3D sound for hearing aids | EOS Science

Thanks to your ears you hear Three-dimensional: Since your ears work together, you can tell where the directional sounds come from. How does this work? Imagine a sound coming from the left. This sound comes a little earlier and reaches your left ear with more force than your right ear. Then the magic happens within Your ears: Your brain compares the difference in arrival time and volume between the ears to determine which direction the sound is coming from. Often this involves very small differences: for example, we can observe volume differences of less than 1 decibel, time differences of only 10 microseconds … that means one hundred thousandth of a second!

For example, by (subconsciously) focusing on the nuances of volume and time of arrival between the ears, we can learn the source of the annoying mosquito wheezing. In this demo, you can see how this works:

3D listening also makes it easier to distinguish between different simultaneous speakers because they are in different locations.
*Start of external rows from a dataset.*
PR #1485, opened 2023-04-27
feat: allow to clear query params by keys

ariansobczak-rst:


src/frontend/hooks/use-query-params.ts
```diff
@@ -50,11 +54,16 @@ export function useQueryParams<FiltersT = Record<string, unknown>>() {
...
   )
 
-  const storeParams = useCallback((params: Partial<Params>) => {
+  const storeParams = useCallback((params: Partial<Params<ParamsT, FiltersT>>) => {
     const newQuery = { sortBy, direction, page, tab, filters, redirectUrl, ...params }
     return setSearchParams(stringify(newQuery, { skipNulls: true, allowDots: true }))
   }, [])
 
+  const clearParams = useCallback((...params: (keyof Params<ParamsT, FiltersT>)[]) => {
+    const newQuery = params.reduce((memo, curr) => ({ ...memo, [curr]: undefined }), {})
```
dziraf, line 63: this won't result in `refresh=undefined` right?

dziraf (approved):

src/frontend/hooks/use-query-params.ts
ariansobczak-rst: Replaced with `searchParams.delete` to be sure that param will be removed from URL instead of assigning undefined.

dziraf (approved):

PR #1501, opened 2023-05-11
fix: fix back button not closing drawer

jwasiak:


src/frontend/components/app/drawer-portal.tsx
```diff
@@ -74,11 +74,11 @@ const getOrCreatePortalContainer = (id: string) => {
  */
 export const DrawerPortal: React.FC<DrawerPortalProps> = ({ children, width }) => {
   const [drawerElement, setDrawerElement] = useState(document.getElementById(DRAWER_PORTAL_ID))
-  const { to = null } = useSelector<ReduxState, RouterInState>((state) => state.router)
+  const { from = null } = useSelector<ReduxState, RouterInState>((state) => state.router)
```
dziraf, line 77: Are you sure `from` will work? If I remember correctly, there was some kind of double navigation and `from` wasn't the latest route here 🤔

dziraf (approved):

PR #1527, opened 2023-07-10
Updated notice to be able to close from Phones

ReisoAphi:
Updated the width to make it be able to close the notice from small phones.


dziraf:
Wouldn't it make the notice box use the entire screen width on desktops though?

dziraf:
Closing due to lack of response

PR #1544, opened 2023-08-15
fix: Fixes the back button route in drawer

vinu:


dziraf:
@vinu I suggested a different fix here: https://github.com/SoftwareBrothers/adminjs/pull/1545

This is especially useful when you want to focus on a single speaker in a noisy conversation, which is often unfortunately very difficult for people with hearing impairments.

Demo: If two speakers are in different locations, you can distinguish between them more easily, and thus better focus on one of them. With hearing loss, they are less able to perceive different locations, so such concentration is more difficult.

Hearing loss challenge

People with hearing loss often find it very difficult to follow conversations, and the impact of this cannot be underestimated. This can make them feel lonely and isolated in most social environments – for example with family at the dinner table or at a party with friends – and sometimes they avoid these situations.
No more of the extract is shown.